One member of the four‑person syndicate was tasked with arranging the promotion of the company that the syndicate intended to form. The transactions relating to the two estates generated total receipts of £3,000 for the syndicate. After deducting the expenses incurred in connection with those transactions, the remaining balance was apportioned among the four members. The appellant, being one of those members, was therefore assessed to income‑tax under Schedule D in respect of the share of the balance that he received.

The General Commissioners initially held that the appellant had acquired the property interest with the sole purpose of selling it again for a profit and that he never intended to retain it as an investment. Because of that conclusion, the Commissioners confirmed the tax assessment against the appellant. The appellant appealed, and the case was heard before the King’s Bench Division. The Division remitted the matter back to the General Commissioners, directing them to determine whether the transaction constituted a concern in the nature of trade.

Upon reconsideration, the Commissioners concluded that the transaction did not amount to a concern in the nature of trade and therefore held that there was no liability to tax. In sending the case back for that further determination, Justice Rowlatt observed that the essential question for the Commissioners was to decide whether a concern in the nature of trade existed. He noted that the Commissioners had already found that the property was bought solely for resale at a profit and without any intention of holding it as an investment. Justice Rowlatt illustrated this by saying that the situation was comparable to a person who buys a painting at Christie’s because he knows it will be sold again at Christie’s a month later; such a purchase, according to the learned judge, does not amount to carrying on a trade. He further advised the Commissioners that, rather than labeling the activity as “carrying on trade,” they should consider whether it was a speculation or an adventure in the nature of trade.

Justice Rowlatt cautiously added that he was not directing the Commissioners to reach a particular conclusion, but he urged them to examine the whole course of events – the organization of the speculation, the maturation of the property, and its eventual disposal – and then determine whether, in their view, the whole scheme represented an adventure in the nature of trade. His remarks therefore clarified, albeit in careful language, what he considered to be the true character of the transaction.

Nevertheless, after re‑examining the facts, the Commissioners returned a finding in favour of the assessee, stating that no trade‑like activity was present. Following that finding, Justice Rowlatt applied the principle he had articulated in Pearm v. Miller and allowed the appeal. The matter subsequently proceeded to the Court of Appeal, where the revised finding of the Commissioners was treated as a factual determination.

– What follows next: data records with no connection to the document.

PR #28, opened 2016-12-07
Fixed grammar error

impressivewebs:
Had the word "do" twice in that sentence. I made it say "just do one thing", but maybe you were intending for it to say "do just one thing"...?


impressivewebs:
I just noticed this mistake appears multiple times in other places too... I'm still assuming it's a mistake, and not some kind of joke I don't get...? :)

angus-c:
Oh thanks for finding these! No not a joke, somehow I completely missed it — and then it got perpetuated through copy paste.

I don't suppose you feel like tackling the other instances? :)

impressivewebs:
There's only one other instance that I can submit a PR for, which I've just done. The other one is in the description which I can't edit.

PR #33, opened 2017-01-20
just-index

ecto:
my first contribution - let me know if i can make it better!

### DIFF
--- a/packages/array-index/index.js
+++ b/packages/array-index/index.js
@@ -1,0 +1,32 @@
+module.exports = index;
+
+/*
+  index([{id: 'first', val: 1}, {id: 'second', val: 2}], 'id'); // {first: {id: 'first', val: 1}, second: {id: 'second', val: 2}}
+  index([{id: 'first', val: 1}, null], 'id'); // {first: {id: 'first', val: 1}}
+  index([], 'id'); // {}
+  index([], null); // undefined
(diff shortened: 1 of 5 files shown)


packages/array-index/index.js
```diff
@@ -0,0 +1,32 @@
...
+  index([], null); // undefined
+  index({}, 'id'); // undefined
+*/
+
+function index(arr, key) {
+  if (!Array.isArray(arr)) {
+    return undefined;
+  }
+
+  if (!key || typeof key !== 'string') {
```
angus-c: if (typeof key !== 'string') {

packages/array-index/package.json
```diff
@@ -0,0 +1,21 @@
+{
+  "name": "just-index",
+  "version": "1.0.0",
+  "description": "returns an object keyed from array of objects",
```
angus-c: could be clearer maybe? "return an object from an array, keyed by the value at the given id".

packages/array-index/index.js
ecto: good catch!

packages/array-index/package.json
ecto: changed!

ecto:
thanks for entertaining my idea! i haven't done any open source work for awhile and i've missed contributing :)

PR #34, opened 2017-04-06
Make curry translate a polyadic function to a sequence of nested unary functions

chee:
so:

```js
function addThree(x, y, z) {
  return x + y + z
}

curry(addThree)(1)(4)(4) //=> 9
curry(addThree)(1, 4)(4) //=> 9
curry(addThree)(1, 4, 4) //=> 9
curry(addThree)(1)(4, 4) //=> 9
```

might be considered a breaking change because `curry(convertor)` no longer returns you `convertor`, but a curried version of `convertor`.

### DIFF
--- a/packages/function-curry/index.js
+++ b/packages/function-curry/index.js
@@ -11,17 +11,17 @@ module.exports = curry;
 
 function curry(fn /* arg1, arg2 etc */) {
   var fnArgs = [].slice.call(arguments, 1);
-  if (fnArgs.length >= fn.length) {
+  if (fn.length && fnArgs.length >= fn.length) {
     return fn.apply(this, fnArgs);
   }
-  return function currier() {
+  return function curried() {
     var curriedArgs = [].slice.call(arguments);
     var args = fnArgs.concat(curriedArgs);
     if (args.length >= fn.length) {
       return fn.apply(this, args);
     } else {
       return function () {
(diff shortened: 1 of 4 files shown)


test/function-curry/index.js
```diff
@@ -2,30 +2,35 @@ var test = require('tape');
 var curry = require('../../packages/function-curry');
 
 test('binds curried arguments to supplied arguments', function (t) {
-  t.plan(4);
+  t.plan(3);
   function converter(ratio, input) {
     return (input * ratio).toFixed(1);
   }
   var milesToKm = curry(converter, 1.62);
```
angus-c: I think we should make this no longer work.
You just curry with no args except the fn

packages/function-curry/index.js
```diff
@@ -9,12 +9,20 @@ module.exports = curry;
   milesToKm(10); // 16.2
 */
 
-function curry(fn /*, arg1, arg2 etc */) {
-  var curriedArgs = [].slice.call(arguments, 1);
-  if (!curriedArgs.length) {
-    return fn;
+function curry(fn /* arg1, arg2 etc */) {
```
angus-c: change the commented examples above to show auto curry instead

chee:
the tests are passing, the error in CI is with lerna 

lerna

angus-c:
thanks!

PR #151, opened 2019-02-01
- Add support for setting request headers to KDSoapJob

ryanenzo:
Also rename "KDSoapJob::returnHeaders" to "KDSoapJob::replyHeaders" and actually provide an implementation

### DIFF
--- a/src/KDSoapClient/KDSoapJob.h
+++ b/src/KDSoapClient/KDSoapJob.h
@@ -87,6 +87,8 @@ public:
     /**
      * Sets request headers to be sent to the SOAP server. These are sent in addition
      * to the persistent headers set via the client interface.
+     *
+     * \since 1.8
      */
     void setRequestHeaders(const KDSoapHeaders &headers);
 
@@ -109,6 +111,8 @@ public:
     /**
      * Returns the reply headers received from the SOAP server once the request was completed.
      * Only valid once the request is completed and finished() was emitted.
+     *
+     * \since 1.8
      */
     KDSoapHeaders replyHeaders() const;
 
--- a/src/KDSoapClient/KDSoapJob.h
+++ b/src/KDSoapClient/KDSoapJob.h
@@ -79,6 +79,18 @@ public:
     ~KDSoapJob();
 
     /**
+     * Returns the reply headers received from the SOAP server once the request was completed.
+     * Only valid once the request is completed and finished() was emitted.
+     */
+    KDSoapHeaders requestHeaders() const;
+
+    /**
+     * Sets request headers to be sent to the SOAP server. These are sent in addition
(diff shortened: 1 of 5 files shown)


src/KDSoapClient/KDSoapJob.h
```diff
@@ -98,7 +110,7 @@ class KDSOAP_EXPORT KDSoapJob : public QObject
      * Returns the reply headers received from the SOAP server once the request was completed.
      * Only valid once the request is completed and finished() was emitted.
      */
-    KDSoapHeaders returnHeaders() const;
+    KDSoapHeaders replyHeaders() const;
```
dfaure-kdab: You can't rename a public method, that's source incompatible.

If you want to rename this, keep the old method, mark it as deprecated (like Qt does), add the new method next to it (with "\since 1.8").

(Note I think this name initially comes from KDSoapPendingCall, so initially I was going to say "it should remain consistent", but actually... not really. For one call, there's a return value, while here it's about reply to the request, OK.)

src/KDSoapClient/KDSoapJob.h
```diff
@@ -78,6 +78,18 @@ class KDSOAP_EXPORT KDSoapJob : public QObject
      */
     ~KDSoapJob();
 
+    /**
+     * Returns the reply headers received from the SOAP server once the request was completed.
+     * Only valid once the request is completed and finished() was emitted.
```
dfaure-kdab: \since 1.8 missing

src/KDSoapClient/KDSoapJob.h
```diff
@@ -78,6 +78,18 @@ class KDSOAP_EXPORT KDSoapJob : public QObject
...
+     */
+    KDSoapHeaders requestHeaders() const;
+
+    /**
+     * Sets request headers to be sent to the SOAP server. These are sent in addition
+     * to the persistent headers set via the client interface.
+     */
+    void setRequestHeaders(const KDSoapHeaders &headers);
```
dfaure-kdab: \since 1.8 missing

src/KDSoapClient/KDSoapJob.h
ryanenzo: Normally I would agree about not renaming public methods ... but the implementation was missing. If you actually tried to use "returnHeaders()" you would get a linker error.

dfaure-kdab: LOL that's interesting. Whoops, looks like I went a bit fast on that day. Then I fully agree with this change :)

dfaure-kdab:
Can you add an entry in doc/CHANGES_1_8.txt for this change and all others? Thanks.

PR #152, opened 2019-02-01
Several changes

ryanenzo:
- Add ability to generate both .h and .cpp file in one run of kdwsdl2cpp 
- Add support for namespace-mapping to control class-name generation 
  (e.g. to generate "MYPREFIX__MyClass" instead of "TNS__MyClass")
- Add endpoint() and soapVersion() accessors in generated Wsdl Service classes
- Fixes to prevent generation of some invalid C++

### DIFF
--- a/kdwsdl2cpp/libkode/style.cpp
+++ b/kdwsdl2cpp/libkode/style.cpp
@@ -83,6 +83,9 @@ QString Style::lowerFirst( const QString &str )
 
 QString Style::makeIdentifier( const QString &str )
 {
+  if ( str.isEmpty() )
+    return str;
+
   QString identifier = str;
   identifier.replace( "-", "_" );
   identifier.replace( ".", "_" );
--- a/kdwsdl2cpp/libkode/style.cpp
+++ b/kdwsdl2cpp/libkode/style.cpp
@@ -83,8 +83,7 @@ QString Style::lowerFirst( const QString &str )
 
 QString Style::makeIdentifier( const QString &str )
 {
-  if ( str.isEmpty() )
-    return str;
+  Q_ASSERT(!str.isEmpty());
 
   QString identifier = str;
   identifier.replace( "-", "_" );
--- a/kdwsdl2cpp/src/compiler.cpp
+++ b/kdwsdl2cpp/src/compiler.cpp
@@ -103,7 +103,6 @@ void Compiler::parse(const QDomElement &element)
 
         definitions.fixUpDefinitions(/*&context, element*/);
 
-        KODE::Code::setDefaultIndentation(4);
 
         WSDL wsdl;
         wsdl.setDefinitions(definitions);
@@ -116,7 +115,19 @@ void Compiler::parse(const QDomElement &element)
             QCoreApplication::exit(4);
         } else {
             KWSDL::Creator creator;
-            creator.create(converter.classes());
+            creator.setOutputDirectory(Settings::self()->outputDirectory());
+            creator.setSourceFile(Settings::self()->wsdlFileName());
+            creator.setHeaderFileName(Settings::self()->headerFileName());
+            creator.setImplementationFileName(Settings::self()->implementationFileName());
+
+            creator.setClasses(converter.classes());
+            if (Settings::self()->generateHeader()) {
+                creator.createHeader();
+            }
+            if (Settings::self()->generateImplementation()) {
+                creator.createImplementation();
+            }
+
             QCoreApplication::exit(0);
         }
     } else {
--- a/kdwsdl2cpp/src/converter_complextype.cpp
+++ b/kdwsdl2cpp/src/converter_complextype.cpp
@@ -644,7 +644,9 @@ void Converter::createComplexTypeSerializer(KODE::Class &newClass, const XSD::Co
         bool first = true;
         Q_FOREACH (const XSD::Attribute &attribute, attributes) {
             const QString attrName = attribute.name();
-            if (attrName.isEmpty()) { continue; }
+            if (attrName.isEmpty()) {
+                continue;
+            }
             const QString variableName = QLatin1String("d_ptr->") + KODE::MemberVariable::memberVariableName(attrName);
 
             demarshalCode.addBlock(demarshalNameTest(attribute.type(), attrName, &first));
--- a/kdwsdl2cpp/src/converter_complextype.cpp
+++ b/kdwsdl2cpp/src/converter_complextype.cpp
@@ -192,7 +192,8 @@ void Converter::convertComplexType(const XSD::ComplexType *type)
 
         typeName = mTypeMap.localType(attribute.type());
         if (typeName.isEmpty()) {
-            qDebug() << "ERROR: attribute with unknown type:" << attribute.name() << attribute.type() << "in" << typeName;
+            qWarning() << "ERROR: attribute with unknown type:" << attribute.name() << attribute.type() << "in" << typeName;
+            continue;
         }
         inputTypeName = mTypeMap.localInputType(attribute.type(), QName());
         //qDebug() << "Attribute" << attribute.name();
@@ -643,6 +644,7 @@ void Converter::createComplexTypeSerializer(KODE::Class &newClass, const XSD::Co
         bool first = true;
         Q_FOREACH (const XSD::Attribute &attribute, attributes) {
             const QString attrName = attribute.name();
+            if (attrName.isEmpty()) { continue; }
             const QString variableName = QLatin1String("d_ptr->") + KODE::MemberVariable::memberVariableName(attrName);
 
             demarshalCode.addBlock(demarshalNameTest(attribute.type(), attrName, &first));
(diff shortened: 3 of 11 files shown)


kdwsdl2cpp/libkode/style.cpp
```diff
@@ -83,6 +83,9 @@ QString Style::lowerFirst( const QString &str )
 
 QString Style::makeIdentifier( const QString &str )
 {
+  if ( str.isEmpty() )
```
dfaure-kdab: Strange place for this check, "" isn't a valid identifier in the first place... No big deal but it makes me wonder, who's calling this with an empty identifier?

kdwsdl2cpp/src/compiler.cpp
```diff
@@ -103,7 +103,6 @@ void Compiler::parse(const QDomElement &element)
 
         definitions.fixUpDefinitions(/*&context, element*/);
 
-        KODE::Code::setDefaultIndentation(4);
```
dfaure-kdab: Why was this removed?

kdwsdl2cpp/src/converter_complextype.cpp
```diff
@@ -643,6 +644,7 @@ void Converter::createComplexTypeSerializer(KODE::Class &newClass, const XSD::Co
         bool first = true;
         Q_FOREACH (const XSD::Attribute &attribute, attributes) {
             const QString attrName = attribute.name();
+            if (attrName.isEmpty()) { continue; }
```
dfaure-kdab: On 3 lines please.

kdwsdl2cpp/src/creator.h
```diff
@@ -21,16 +21,30 @@
...
 #include <libkode/class.h>
+#include <libkode/file.h>
+#include <libkode/license.h>
+#include <libkode/printer.h>
 
 namespace KWSDL
 {
 
-class Creator
+class Creator : private KODE::Printer
```
dfaure-kdab: I would find it more readable to have the printer as a member variable.

kdwsdl2cpp/src/main.cpp
```diff
@@ -123,6 +147,40 @@ int main(int argc, char **argv)
...
+            if (!argv[arg]) {
+                showHelp(argv[0]);
+                return 1;
+            }
+            QString mapping = argv[arg];
+            if (mapping.startsWith('@')) {
+                QString mappingFileName = mapping.mid(1);
+                QFile file(mappingFileName);
+                if (!file.open(QIODevice::ReadOnly)) {
+                    fprintf(stderr, "Error reading %s: %s\n", mappingFileName.toLatin1().data(), file.errorString().toLatin1().data());
```
dfaure-kdab: `QFile::encodeName(mappingFileName).constData()` would be more correct (in case of non-latin1 chars in the path)

kdwsdl2cpp/src/main.cpp
```diff
@@ -123,6 +147,40 @@ int main(int argc, char **argv)
...
+                    showHelp(argv[0]);
+                    return 1;
+                }
+
+                while(!file.atEnd()) {
```
dfaure-kdab: missing space after `while`

kdwsdl2cpp/src/main.cpp
```diff
@@ -123,6 +147,40 @@ int main(int argc, char **argv)
...
+                    QString mapping = file.readLine().trimmed();
+                    if (mapping.startsWith("#")) { continue; }
```
dfaure-kdab: `'#'` and indent on 3 lines

kdwsdl2cpp/src/main.cpp
```diff
@@ -163,19 +221,52 @@ int main(int argc, char **argv)
...
+    }
+
+
+    if (both) {
+        Settings::self()->setGenerateHeader(true);
+        Settings::self()->setGenerateImplementation(true);
+        Settings::self()->setHeaderFileName(baseFile + ".h");
+        Settings::self()->setImplementationFileName(baseFile + ".cpp");
+    }
+    else if (impl) {
```
dfaure-kdab: join with previous line

kdwsdl2cpp/src/main.cpp
```diff
@@ -163,19 +221,52 @@ int main(int argc, char **argv)
...
+        Settings::self()->setGenerateHeader(false);
+        Settings::self()->setGenerateImplementation(true);
+        Settings::self()->setHeaderFileName(headerFile);
+        Settings::self()->setImplementationFileName(outputFile.fileName());
+    } 
+    else {
```
dfaure-kdab: join with previous line

kdwsdl2cpp/src/main.cpp
```diff
@@ -163,19 +221,52 @@ int main(int argc, char **argv)
...
     Settings::self()->setExportDeclaration(exportMacro);
     Settings::self()->setNameSpace(nameSpace);
+    Settings::self()->setNamespaceMapping(nsmapping);
     Settings::self()->setOptionalElementType(optionalElementType);
     Settings::self()->setKeepUnusedTypes(keepUnusedTypes);
     Settings::self()->setImportPathList(importPathList);
     Settings::self()->setUseLocalFilesOnly(useLocalFilesOnly);
     Settings::self()->setHelpOnMissing(helpOnMissing);
+
+    //fprintf(stderr, "Output dir: %s\n", Settings::self()->outputDirectory().toLatin1().data());
```
dfaure-kdab: I think you can remove all this debugging now

kdwsdl2cpp/src/settings.cpp
```diff
@@ -101,11 +102,17 @@ QString Settings::wsdlFileName() const
...
-    mOutputFileName = outputFileName;
+    mHeaderFileName = headerFileName;
 }
 
+void Settings::setImplementationFileName(const QString &implementationFileName)
+{
+    mImplementationFileName = implementationFileName;
+}
+
+/*
```
dfaure-kdab: kill dead code

src/KDSoapClient/KDSoapClientInterface.cpp
```diff
@@ -58,7 +58,7 @@ void KDSoapClientInterface::setSoapVersion(KDSoapClientInterface::SoapVersion ve
     d->m_version = static_cast<KDSoap::SoapVersion>(version);
 }
 
-KDSoapClientInterface::SoapVersion KDSoapClientInterface::soapVersion()
+KDSoapClientInterface::SoapVersion KDSoapClientInterface::soapVersion() const
```
dfaure-kdab: This is unrelated, and I'm pretty sure I saw it in a different review request already, please remove from this commit.

kdwsdl2cpp/src/main.cpp
```diff
@@ -163,19 +221,52 @@ int main(int argc, char **argv)
...
+        Settings::self()->setGenerateHeader(false);
+        Settings::self()->setGenerateImplementation(true);
+        Settings::self()->setHeaderFileName(headerFile);
+        Settings::self()->setImplementationFileName(outputFile.fileName());
+    } 
+    else {
+        Settings::self()->setGenerateHeader(true);
+        Settings::self()->setGenerateImplementation(false);
+        Settings::self()->setHeaderFileName(outputFile.fileName());
+        Settings::self()->setImplementationFileName("UNUSED");
```
dfaure-kdab: Why call it then? To see an obvious error if this is ever used? ;-)

kdwsdl2cpp/src/main.cpp
```diff
@@ -163,19 +221,52 @@ int main(int argc, char **argv)
         return 1;
     }
 
+    // if you're saying "just make the impl-file", you can't
+    //    also say "make both the header and the impl"
+    if (both && impl) {
```
dfaure-kdab: Same if specifying -o and -both, right? This should give an error too.
To do it here you'd need another bool, the alternative would be to test it when parsing -both (outputFile should still be empty) and when parsing -o (both should be false).

kdwsdl2cpp/libkode/style.cpp
ryanenzo: I don't recall the situation, but it was causing a crash. Thus this was added.

kdwsdl2cpp/src/compiler.cpp
ryanenzo: Not removed, just moved into the Creator class.

kdwsdl2cpp/libkode/style.cpp
dfaure-kdab: Yes the fact that this would crash is obvious, given that at(0) in the implementation.

But it's still an invalid use of this method, in my opinion.
Make it a `Q_ASSERT(!str.isEmpty())` for clarity that this is the contract, but then you'll still have to fix the caller.

dfaure-kdab: This is still pending.

ryanenzo: Shoudl be done now.

PR #153, opened 2019-02-01
Cache downloads. Prevents redownloading the same imported file twice.

ryanenzo:


kdwsdl2cpp/common/fileprovider.cpp
```diff
@@ -94,30 +97,38 @@ bool FileProvider::get( const QUrl &url, QString &target )
...
-  QEventLoop loop;
-  connect(job, SIGNAL(finished()),
-          &loop, SLOT(quit()));
-  loop.exec();
-
-  if (job->error()) {
-      qWarning("Error downloading '%s': %s", url.toEncoded().constData(), qPrintable(job->errorString()));
-      return false;
+  QByteArray data;
+  if (fileProviderCache.contains(url)) {
```
dfaure-kdab: Nitpick: this is a double lookup, better written as
```
QByteArray data = fileProviderCache.value(url);
if (!data.isEmpty()) {
    qDebug...
} else {
```

kdwsdl2cpp/common/fileprovider.cpp
```diff
@@ -94,30 +97,38 @@ bool FileProvider::get( const QUrl &url, QString &target )
...
+    loop.exec();
+
+    if (job->error()) {
+        qWarning("Error downloading '%s': %s", url.toEncoded().constData(), qPrintable(job->errorString()));
+        return false;
+    }
+
+    qDebug( "Download successful" );
+    data = job->readAll();
+    fileProviderCache[url] = data;
```
dfaure-kdab: better written as `fileProviderCache.insert(url, data)`

I know, performance doesn't matter here, but it's just better practice. (reference: `Effective STL` book)

kdwsdl2cpp/common/fileprovider.cpp
```diff
@@ -94,30 +97,38 @@ bool FileProvider::get( const QUrl &url, QString &target )
...
   }
 
-  const QByteArray data = job->readAll();
   QFile file( mFileName );
   if ( !file.open( QIODevice::WriteOnly ) ) {
-      qDebug( "Unable to create temporary file" );
+      qDebug( qPrintable("Unable to create temporary file: " + file.errorString()) );
```
dfaure-kdab: Easier (and more informative) like this:
```
    qWarning() << "Unable to create" << mFileName << ":" << file.errorString();
```

kdwsdl2cpp/common/fileprovider.cpp
```diff
@@ -37,6 +37,9 @@
 #include <unistd.h>
 #endif
 
+QHash<QUrl, QByteArray> fileProviderCache;
```
dfaure-kdab: prepend `static`

kdwsdl2cpp/common/fileprovider.cpp
ryanenzo: This is a QMap, not an STL map. And since this is easier to read, and is not a performance matter, I'm leaving it.

dfaure-kdab: QMap has exactly the same behaviour as an STL map since this is a C++ issue. [] has to create an empty value which is then replaced with the actual value.

Easier to read is a matter of habit. Every time I see [] being used the alarm bells ring in my head because of unwanted detach (when reading) or because of this issue (when writing). value() and insert() solve both these issues.

But yes, OK, I'll accept the commit with [] if you won't change it ;)

kdwsdl2cpp/common/fileprovider.cpp
ryanenzo: That makes an assumption about valid data. Theoretically, the downloaded data could be empty. Using the QMap::find and iterators is the proper way to do this.

dfaure-kdab: You're right, this is a case where the map _could_ contain an empty value. Would likely give a parse error down the line though ;)
OK, let's leave it at that.

kdwsdl2cpp/common/fileprovider.cpp
```diff
@@ -94,30 +97,39 @@ bool FileProvider::get( const QUrl &url, QString &target )
...
-  loop.exec();
-
-  if (job->error()) {
-      qWarning("Error downloading '%s': %s", url.toEncoded().constData(), qPrintable(job->errorString()));
-      return false;
+  QByteArray data;
+  const QHash<QUrl, QByteArray>::const_iterator it = fileProviderCache.constFind(url);
+  if (it != fileProviderCache.constEnd()) {
+    data = it.value();
+    qDebug( "Using cached copy" );
```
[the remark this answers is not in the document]
ryanenzo: Removed the qDebug.

PR #158, opened 2019-02-04
Extend KDSOAP_DEBUG functionality

ryanenzo:


src/KDSoapClient/KDSoapPendingCall_p.h
```diff
@@ -33,6 +33,8 @@
 
 class KDSoapValue;
 
+void debugHelper(const QByteArray &data, const QNetworkRequest &request, QNetworkReply *reply);
```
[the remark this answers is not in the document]
ryanenzo: Renamed to maybeDebug, maybeDebugRequest, maybeDebugResponse.

src/KDSoapClient/KDSoapPendingCall.cpp
```diff
@@ -82,29 +82,32 @@ void debugHelper(const QByteArray &data, QList< QNetworkReply::RawHeaderPair > h
...
-void debugHelper(const QByteArray &data, QNetworkReply *reply) {
-    debugHelper(data, reply->rawHeaderPairs());
+static void maybeDebugResponse(const QByteArray &data, QNetworkReply *reply) {
+    maybeDebug(data, reply->rawHeaderPairs());
 }
 
-// Log the HTTP and XML of a requst.
-void debugHelper(const QByteArray &data, const QNetworkRequest &request, QNetworkReply *reply) {
+// Log the HTTP and XML of a request.
+// (not static, because this is used in KDSoapClientInterface)
```
dfaure-kdab: Ah right, this is the public one. Then we are doing a lot of work before realizing that we are not going to output any debug...  This will slow down normal usage.

Can you move the env var check so that it happens first thing in this method?

Ah, it needs to happen in maybeDebugResponse too since that's called directly, so that means extracting it to a separate function called by both.

Sorry for not seeing this earlier - the naming change does help reading all this :-)

ryanenzo: Yeah, I moved the env-var check to the first thing in the "mabyeDebug" functions.

PR #159, opened 2019-02-04
Add "hasValue" accessor function for optional values

ryanenzo:


ryanenzo:
I'm really not sure how to add the tests to the setup you have.

dfaure-kdab:
Ah, that should be an easy one: edit unittests/optionaltype_regular/testregularapi.cpp and call the method there, on `resp`, before and after setting a value.

Please do the same in optionaltype_pointer and optionaltype_boost_optional to make sure it works there too.

ryanenzo:
Okay.

Should we also have a “clearValue{Foo}()” (or “clear{Foo}Value()”)?

I would think it just sets the _nil value to true, and doesn’t assign the actual value, avoiding any possible default-constructor issues.

Regards,

-Ryan

ryanenzo:
Added the changes to the unittests

unittests/optionaltype_boost_optional/testboostapi.cpp
```diff
@@ -34,9 +34,11 @@ void TestBoostApi::test()
 {
     TNS__TestOperationResponse1 resp;
     QCOMPARE(resp.out(), boost::optional<QString>());
+    QCOMPARE(resp.hasValueForOut(), false);
     QString newVal("newval");
     resp.setOut(newVal);
     QCOMPARE(*resp.out(), newVal);
+    QCOMPARE(resp.hasValueForOut(), true);
```
dfaure-kdab: This is normally done with QVERIFY(), but OK, I'll stop nitpicking ;)

dfaure-kdab:
I see the idea with clearValueFor{Foo} but I'd say, let's only add it if there's a need for it.
Normally these values aren't reused between calls, so an if() does the job just fine.

dfaure-kdab:
Commit reverted, it breaks compilation of other tests. Did you try building all tests?

```
KDSoap/build_qt5_cmake/unittests/msexchange_noservice_wsdl/wsdl_Services_noservice.cpp: In member function ‘bool TNS__FreeBusyResponseType::hasValueForResponseMessage() const’:
KDSoap/build_qt5_cmake/unittests/msexchange_noservice_wsdl/wsdl_Services_noservice.cpp:1197:19: error: ‘const class TNS__FreeBusyResponseType::PrivateDPtr’ has no member named ‘mResponseMessage_nil’; did you mean ‘mResponseMessage’?
     return d_ptr->mResponseMessage_nil == false;
                   ^~~~~~~~~~~~~~~~~~~~
[....]
KDSoap/build_qt5_cmake/unittests/msexchange_wsdl/wsdl_Services.cpp:47501:19: error: ‘const class T__AppendToItemFieldType::PrivateDPtr’ has no member named ‘mItem_nil’; did you mean ‘mItem’?
     return d_ptr->mItem_nil == false;
[....]
```

ryanenzo:
Hi David,

I must admit I did not. For example, in groupwise_wsdl, I get these errors, which appear to be unrelated to my change:
groupwise_wsdl\wsdl_groupwise.h(7405): error C2528: '__daylight': pointer to reference is illegal
groupwise_wsdl\wsdl_groupwise.h(7464): error C2528: '__timezone': pointer to reference is illegal
groupwise_wsdl\wsdl_groupwise.h(11157): error C2528: '__timezone': pointer to reference is illegal

I also get these errors without my modifications, so I basically just ran the tests you wanted me to change. Obviously, that was a mistake on my part.

By, the way, I’m using MSVC 2017.

The offending line of codes:
    void setDaylight( const TYPES__TimezoneComponent& _daylight );
    void setTimezone( const QList< TYPES__Timezone >& _timezone );
    void setTimezone( const TYPES__Timezone& _timezone );

It appears as if _daylight and _timezone are Microsoft variables:
    https://docs.microsoft.com/en-us/cpp/c-runtime-library/daylight-dstbias-timezone-and-tzname?view=vs-2017

I added to the top of the generated .h files, and got rid of this error:
#ifdef _daylight
#undef _daylight
#endif
#ifdef _timezone
#undef _timezone
#endif

PR #160, opened 2019-02-07
Generate "hasValueFor{Value}" functions

ryanenzo:
This now works for polymorphic classes as well. Tests have also been expanded for this.  Change the default name of the argument passed to the setter function. (Fix for _daylight and _timezone i MSVC-2017).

In that appeal the Court considered a finding that was described as a determination of a question of fact, a finding that was not open to judicial challenge. The central issue that the Court examined at length was whether, even if the transaction under dispute was not classified as an adventure in the nature of trade, the profit that resulted from it could nevertheless be taxed under the provisions identified as Case VI. The Master of the Rolls, Lord Hanworth, set out the history of the dispute. He recalled how Mr Justice Rowlatt had instructed the Commissioners on the matters they were required to evaluate in answering the question that had been referred to them. Lord Hanworth quoted Mr Justice Rowlatt’s remarks, observing that the judge and, in his view, this Court might have taken the approach of stating that, in view of the aspects he had highlighted—specifically the organisation of the speculation, the maturing of the property, the diligence shown in locating a second property to add to the first, and the eventual disposal of the property—there ought to be, and indeed must be, a finding that the activity constituted an adventure in the nature of trade. Nevertheless, Lord Hanworth noted that Mr Justice Rowlatt refrained from making such a finding and argued that the judge was correct in doing so, for however strongly one might feel about the facts, the ultimate determination of those facts belonged to the Commissioners (1) (1927) 11 Tax Cas. 610.

The Court concluded that, although both Mr Justice Rowlatt and the Court of Appeal regarded the Commissioners’ decision as erroneous, they nevertheless declined to interfere because the decision was framed as a question of fact. The Court recalled Lord Radcliffe’s observation in Edwards (1) that it was unfortunate that a tendency persisted to treat the Commissioners’ findings on the character of a transaction as conclusive. Addressing the further question of whether, if Case I did not apply, Case VI could nevertheless apply, Lord Justice Lawrence stated that in a single transaction involving purchase and resale of property there is no intermediate position; the transaction must be either an adventure in the nature of trade or simply a sale and resale of property. The Court of Appeal held that, when the transaction did not fall within Case I, it was difficult to see how it could be brought within Case VI. Although that discussion was not essential to the present point, it was noted that the Court of Appeal’s decision preceded the appeal to the House of Lords, where the issue before the Lords was the applicability of Case VI to the transaction. The House of Lords affirmed the Court of Appeal’s view, holding that Case VI was inapplicable because it necessarily refers to the wording of Schedule D, meaning that it must involve annual profits and gains, and those words again are required for the provision to apply.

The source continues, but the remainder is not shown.